▸ DESCRIPTION OF THE TASK:
How many lines of the records below contain the word "three"? Answer with the number alone.

▸ Records from a data collection:
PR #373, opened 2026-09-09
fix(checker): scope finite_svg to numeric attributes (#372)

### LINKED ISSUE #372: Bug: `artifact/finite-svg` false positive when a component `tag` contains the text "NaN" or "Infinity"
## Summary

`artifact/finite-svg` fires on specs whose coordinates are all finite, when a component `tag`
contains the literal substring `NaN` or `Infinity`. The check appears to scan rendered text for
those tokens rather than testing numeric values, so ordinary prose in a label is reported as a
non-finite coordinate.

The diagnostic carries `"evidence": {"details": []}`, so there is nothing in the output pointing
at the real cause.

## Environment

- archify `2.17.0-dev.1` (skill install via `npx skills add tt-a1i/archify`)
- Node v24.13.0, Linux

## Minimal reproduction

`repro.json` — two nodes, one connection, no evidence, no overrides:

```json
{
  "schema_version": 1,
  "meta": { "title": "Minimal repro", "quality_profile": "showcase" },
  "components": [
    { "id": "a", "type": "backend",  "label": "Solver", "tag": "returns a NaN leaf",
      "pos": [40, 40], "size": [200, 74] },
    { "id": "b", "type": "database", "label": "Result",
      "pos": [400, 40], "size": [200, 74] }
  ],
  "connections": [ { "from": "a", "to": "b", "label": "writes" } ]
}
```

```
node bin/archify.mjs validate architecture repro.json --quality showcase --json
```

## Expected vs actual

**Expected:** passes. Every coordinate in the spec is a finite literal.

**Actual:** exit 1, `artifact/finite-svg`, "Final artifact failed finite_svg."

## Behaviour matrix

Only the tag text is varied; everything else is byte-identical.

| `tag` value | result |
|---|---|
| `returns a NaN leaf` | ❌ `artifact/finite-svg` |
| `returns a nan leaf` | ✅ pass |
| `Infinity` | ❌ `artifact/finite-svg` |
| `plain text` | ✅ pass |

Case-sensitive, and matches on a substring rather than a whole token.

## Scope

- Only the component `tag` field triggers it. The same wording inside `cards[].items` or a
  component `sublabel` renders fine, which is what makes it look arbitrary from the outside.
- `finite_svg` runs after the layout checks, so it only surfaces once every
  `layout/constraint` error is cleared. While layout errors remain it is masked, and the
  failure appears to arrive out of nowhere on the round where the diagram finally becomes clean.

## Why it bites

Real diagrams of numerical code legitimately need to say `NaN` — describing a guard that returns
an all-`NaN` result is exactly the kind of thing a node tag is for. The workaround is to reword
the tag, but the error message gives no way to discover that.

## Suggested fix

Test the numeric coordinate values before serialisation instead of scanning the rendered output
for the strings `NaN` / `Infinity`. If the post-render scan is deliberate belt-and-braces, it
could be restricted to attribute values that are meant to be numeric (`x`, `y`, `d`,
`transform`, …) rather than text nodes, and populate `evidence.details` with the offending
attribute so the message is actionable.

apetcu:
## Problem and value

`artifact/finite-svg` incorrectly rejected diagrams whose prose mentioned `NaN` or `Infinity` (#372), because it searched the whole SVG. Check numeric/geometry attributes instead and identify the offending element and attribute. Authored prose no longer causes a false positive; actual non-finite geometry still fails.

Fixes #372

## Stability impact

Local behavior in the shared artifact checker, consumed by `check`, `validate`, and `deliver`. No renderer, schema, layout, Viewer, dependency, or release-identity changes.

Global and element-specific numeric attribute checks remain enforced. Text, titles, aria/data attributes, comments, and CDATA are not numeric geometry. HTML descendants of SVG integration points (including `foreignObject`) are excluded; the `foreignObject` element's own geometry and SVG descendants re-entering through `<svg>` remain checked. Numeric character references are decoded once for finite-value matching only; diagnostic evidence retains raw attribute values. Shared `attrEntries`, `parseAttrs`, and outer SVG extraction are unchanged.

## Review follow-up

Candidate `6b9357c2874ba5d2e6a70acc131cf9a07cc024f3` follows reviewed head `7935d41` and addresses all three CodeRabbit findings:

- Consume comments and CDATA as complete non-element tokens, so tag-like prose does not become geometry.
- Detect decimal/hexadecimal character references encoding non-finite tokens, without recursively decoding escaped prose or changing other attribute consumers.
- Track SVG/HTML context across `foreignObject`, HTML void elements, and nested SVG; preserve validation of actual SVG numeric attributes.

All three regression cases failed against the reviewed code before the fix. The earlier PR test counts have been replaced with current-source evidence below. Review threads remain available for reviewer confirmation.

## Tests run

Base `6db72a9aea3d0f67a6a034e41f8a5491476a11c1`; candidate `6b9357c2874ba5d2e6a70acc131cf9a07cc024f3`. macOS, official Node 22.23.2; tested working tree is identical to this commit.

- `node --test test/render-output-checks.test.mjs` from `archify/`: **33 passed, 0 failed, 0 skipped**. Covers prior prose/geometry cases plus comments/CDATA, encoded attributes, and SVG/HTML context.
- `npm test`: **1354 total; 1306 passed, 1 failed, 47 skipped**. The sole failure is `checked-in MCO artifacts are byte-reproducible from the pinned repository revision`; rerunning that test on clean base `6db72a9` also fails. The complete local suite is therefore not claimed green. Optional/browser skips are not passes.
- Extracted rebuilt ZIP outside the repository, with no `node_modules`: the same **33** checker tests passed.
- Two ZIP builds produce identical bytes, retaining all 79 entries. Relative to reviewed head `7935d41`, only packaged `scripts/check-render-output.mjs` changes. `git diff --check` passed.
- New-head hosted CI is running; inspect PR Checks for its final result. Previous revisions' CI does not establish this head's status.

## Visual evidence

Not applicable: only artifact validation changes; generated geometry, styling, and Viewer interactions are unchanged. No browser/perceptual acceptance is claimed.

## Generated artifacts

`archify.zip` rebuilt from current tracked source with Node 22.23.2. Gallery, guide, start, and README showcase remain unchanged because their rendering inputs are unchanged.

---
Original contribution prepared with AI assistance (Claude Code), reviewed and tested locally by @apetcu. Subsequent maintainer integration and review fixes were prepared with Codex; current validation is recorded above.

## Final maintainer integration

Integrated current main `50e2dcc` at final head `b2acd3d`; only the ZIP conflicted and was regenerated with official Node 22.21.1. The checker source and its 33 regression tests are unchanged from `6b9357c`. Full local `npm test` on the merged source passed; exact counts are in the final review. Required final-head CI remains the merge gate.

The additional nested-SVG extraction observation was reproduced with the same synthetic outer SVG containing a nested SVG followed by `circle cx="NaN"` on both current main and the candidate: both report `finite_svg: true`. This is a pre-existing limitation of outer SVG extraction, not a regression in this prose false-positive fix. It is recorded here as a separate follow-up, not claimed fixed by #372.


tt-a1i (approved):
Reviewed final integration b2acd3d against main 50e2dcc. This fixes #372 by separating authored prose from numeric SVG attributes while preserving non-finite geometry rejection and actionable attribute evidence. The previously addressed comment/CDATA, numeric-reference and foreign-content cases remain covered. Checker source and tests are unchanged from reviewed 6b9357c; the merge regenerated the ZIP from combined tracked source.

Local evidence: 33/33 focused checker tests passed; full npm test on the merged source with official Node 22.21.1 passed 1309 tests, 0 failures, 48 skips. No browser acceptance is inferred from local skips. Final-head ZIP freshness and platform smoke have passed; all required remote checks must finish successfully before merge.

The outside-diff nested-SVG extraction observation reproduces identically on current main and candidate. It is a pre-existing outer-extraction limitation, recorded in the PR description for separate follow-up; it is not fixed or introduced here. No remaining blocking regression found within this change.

▸ TASK SOLUTION:
2